Mibiba Monoudjaba a pour sa part, révélé que dans sa localité, un village proche de Bogou, non loin du chef lieu Tandjoare, il était interdit de réunion parce qu’il est connu pour son appartenance à l’UFC. Il a donc subi des exactions et violences venant de son chef canton (décédé) qui a recruté des jeunes pour lui faire du mal.
« Il m’avait interdit d’organiser de réunions. J’étais surveillé tous les jours par des jeunes recrutés pour la circonstance. J’ai été plus fois arrêté. Si j’ai perdu beaucoup de mes dents, ce n’est pas parce que j’ai vieilli, mais parce qu’on suffisamment giflé. J’ai reçu des soufflets sur mes joues, si bien qu’aujourd’hui, je ne vois plus bien. Ils ont interdit à mes enfants d’aller à l’école. Je pense que cela ne se répétera plus », a-t-il précisé.
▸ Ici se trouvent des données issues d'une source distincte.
PR #5226, opened 2024-05-11
Typo Patch

edg444:
Minor typos and an oracle update.

### DIFF
--- a/forge-gui/res/cardsfolder/e/endbringer.txt
+++ b/forge-gui/res/cardsfolder/e/endbringer.txt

S’il ya une autre révélation qui a ému l’assistance, c’est bien celle de Konga Tchao, journaliste à la Radio Kara, qui a été abusivement licencié en 1997 par le directeur actuel de cette station, parce qu’il appartenait à l’UFC.
Poursuite des audiences samedi
Les audiences se poursuivent samedi avec les événements de 2005, et autres affaires sur requête, en privé et à huis clos.
Les audiences sur requête, en privé et à huis clos et l’audience de synthèse se tiennent de 8H à 10H30 ; de 11H à 14H00 et de 15H à 18H00.
Les audiences publiques, privées et à huis clos de la CVJR doivent se dérouler à Dapaong, Kara, Sokodé, Atakpamé, Tsévié, Aného, Kpalimé, et Lomé.
Les audiences sont consacrées à la recherche de la vérité sur les violences électorales et autres violations des droits de l’homme qui sont survenues dans notre pays entre 1958 et 2005 dans le cadre des séances publiques, à huis clos et privées qui donnent la parole aux victimes, témoins et aux auteurs présumés.
Rappelons que la CVJR est l’émanation d’un processus lié à la quête de la concorde nationale susceptible de permettre au Togo de panser les séquelles de ses développements historiques conflictuels. Elle a pour mission de déterminer, à travers un rapport circonstancié et détaillé, les causes, l’étendue et les conséquences des violations des droits de l’Homme et les violences qui ont secoué les fondements de la communauté togolaise de 1958 à 2005.